* _Data for analysis_:

PR #287, opened 2023-06-10
resolved long link horizontal scrolling problem

vkrm-segta:


packages/ui/src/views/chatmessage/ChatMessage.css
```diff
@@ -75,6 +75,10 @@
 }
 
 .markdownanswer a {
+    display: block;
+    margin-right: 2.5rem;
+    word-wrap: break-word;
+    overflow-wrap: break-word;
```
HenryHengZJ, line 81: dont think u need `overflow-wrap`.

somehow its still showing a little space there: 
image

vkrm-segta: Sure working on it

vkrm-segta: @HenryHengZJ 
While prompting if i get Request failed. I also need to move the horizontal scroll bar to see the full error.

https://github.com/FlowiseAI/Flowise/assets/124426279/ce4d5b4a-7e3f-430b-a643-dbaf7ce278c3

HenryHengZJ: thanks for finding that out too! yea you can disable horizontal scrolling

Issue #225, opened 2023-05-30
⚒️[FEATURE] Figma Loader Integration


HenryHengZJ:
## Describe the feature you'd like
Figma Loader Integration
Docs: https://js.langchain.com/docs/modules/indexes/document_loaders/examples/web_loaders/figma

## ✅Tasks
- [ ] Add Figma Loader node

## 🎯Acceptance Criteria
- [ ] Figma Loader node should be able to load data from Figma

## 👨‍💻How to contribute
Follow this [guide](https://github.com/FlowiseAI/Flowise/blob/main/CONTRIBUTING.md#step-by-step) for step by step on how to fork, commit, and submit PR.

## 👨‍💻Reference code
- [Github Loader](https://github.com/FlowiseAI/Flowise/blob/main/packages/components/nodes/documentloaders/Github/Github.ts)

## More info
Like to work on this issue? Let us know, and we will assign it to you 🚀
If you need any help or just want to hangout, reach out to us on our [Discord server](https://discord.gg/jbaHfsRVBW)👾

Pravesh-mansharamani:
@HenryHengZJ Can you assign me this issue

PR #313, opened 2023-06-13
Figma loader integration #225

Pravesh-mansharamani:
Added the Figma Loader. 
Screenshot 2023-06-13 at 8 50 20 PM


packages/components/nodes/textsplitters/LatexTextSplitter/LatexTextSplitter.ts
```diff
@@ -0,0 +1,54 @@
+import { INode, INodeData, INodeParams } from '../../../src/Interface'
```
HenryHengZJ, line 1: LatexTextSplitter shouldnt be part of this PR, if you can remove these 2 files @Pravesh-mansharamani

Issue #311, opened 2023-06-13
⚒️[FEATURE] Puppeteer Integration


HenryHengZJ:
## Describe the feature you'd like
Puppeteer Integration
Docs: https://js.langchain.com/docs/modules/indexes/document_loaders/examples/web_loaders/web_puppeteer

## ✅Tasks
- [ ] Add Puppeteer Loader node

## 🎯Acceptance Criteria
- [ ] Puppeteer Loader node should be able to scrape data from webpages

## 👨‍💻How to contribute
Follow this [guide](https://github.com/FlowiseAI/Flowise/blob/main/CONTRIBUTING.md#step-by-step) for step by step on how to fork, commit, and submit PR.

## 👨‍💻Reference code
- [Cheerio Loader](https://github.com/FlowiseAI/Flowise/blob/main/packages/components/nodes/documentloaders/Cheerio/Cheerio.ts)

## More info
Like to work on this issue? Let us know, and we will assign it to you 🚀
If you need any help or just want to hangout, reach out to us on our [Discord server](https://discord.gg/jbaHfsRVBW)👾

AidanTilgner:
Hey, I'm new here but I'd be interested in taking this on. I've worked with puppeteer recently so it's fresh.

PR #314, opened 2023-06-13
feat: added puppeteer loader node

AidanTilgner:
I updated the `components` package to add the puppeteer integration described in [this issue](https://github.com/FlowiseAI/Flowise/issues/311). This is my first PR here, so let me know if I need to change anything/everything.

Screenshot 2023-06-13 at 1 18 00 PM

- [x] Add Puppeteer Loader node
- [x] Puppeteer Loader node should be able to scrape data from webpages
- [x] Build successful 

> **Note:** Puppeteer is updating their default `headless` mode, and therefore a warning is displayed and the option to update the `headless` proeprty to `headless: "new"` is offered. However, it seems that the decision to update to `headless: "new"` is controlled by the `PuppeteerWebBaseLoader` langchain loader. I don't think this is an issue, as the new headless mode will become the default soon, but I figured I'd mention it.


AidanTilgner:
It seems that there are some merge conflicts now since the new emergency changes were made. I will update this tomorrow.

AidanTilgner:
Screenshot 2023-06-14 at 10 52 21 AM
ert

I ran the build and start command according to the [contributing guidelines](https://github.com/FlowiseAI/Flowise/blob/main/CONTRIBUTING.md). I also created the above chain for testing purposes. I confirmed that the "Puppeteer Web Scraper" node was scraping documents successfully. Then I used the "Pinecone Upsert Document" node to confirm that they were being scraped and then pulled into memory by the language model. Everything works the same as the [cherio reference code](https://github.com/FlowiseAI/Flowise/blob/main/packages/components/nodes/documentloaders/Cheerio/Cheerio.ts).

packages/components/package.json
```diff
@@ -38,9 +38,9 @@
         "moment": "^2.29.3",
         "node-fetch": "^2.6.11",
         "pdf-parse": "^1.1.1",
+        "puppeteer": "^20.7.1",
         "weaviate-ts-client": "^1.1.0",
-        "ws": "^8.9.0",
-        "html-to-text": "^9.0.5"
```
HenryHengZJ, line 43: accidentally removed `html-to-text`?

AidanTilgner: Yeah I think I accidentally deleted it when resolving the merge conflict

AidanTilgner: Added a fix

HenryHengZJ (approved):
thanks @AidanTilgner! lgtm

Issue #317, opened 2023-06-14
How to hide the node modules while keeping the chat


dnagpal1:
### Discussed in https://github.com/FlowiseAI/Flowise/discussions/164

<div type='discussions-op-text'>

<sup>Originally posted by **Wany917** May 24, 2023</sup>
Hi ! I created a chatbot and would like to have only the chatbot displayed, not the nodes that compose it, so that people can't modify it. Also, I don't know how to code</div>

HenryHengZJ:
As mentioned from the PR, we will implement a standalone chat application that connect to your flow at a later stage

HenryHengZJ:
closing as https://github.com/FlowiseAI/Flowise/pull/416 merged

PR #318, opened 2023-06-14
Feature/hide show dialog

dnagpal1:
**Why?**

Feature Request: #317

**Problem:** Currently users are now able to hide node modules while using the chatbot. This feature allows them to hide the UI while keeping functionality of the chatbot.

**Solution:** Added a toggle button next to node modules creation button to hide/show all node modules. According to React Flow documentation this function loops through all existing flows and hides them. 

**Test Plan:** Manually checked hiding pre-existing marketplace node modules and adhoc created node modules.


HenryHengZJ:
hey @dnagpal1 thanks for the PR! In future we will implement a standalone chat application that connect to your flow. Therefore, I dont think hide/unhide nodes in flow fits the product UI/UX.

Unfortunately I will have to decline the PR for now, thanks again for the effort!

* _Problem_: When you find a line in the records that contains the word "html", copy it.

* _Response area_:
-        "html-to-text": "^9.0.5"
HenryHengZJ, line 43: accidentally removed `html-to-text`?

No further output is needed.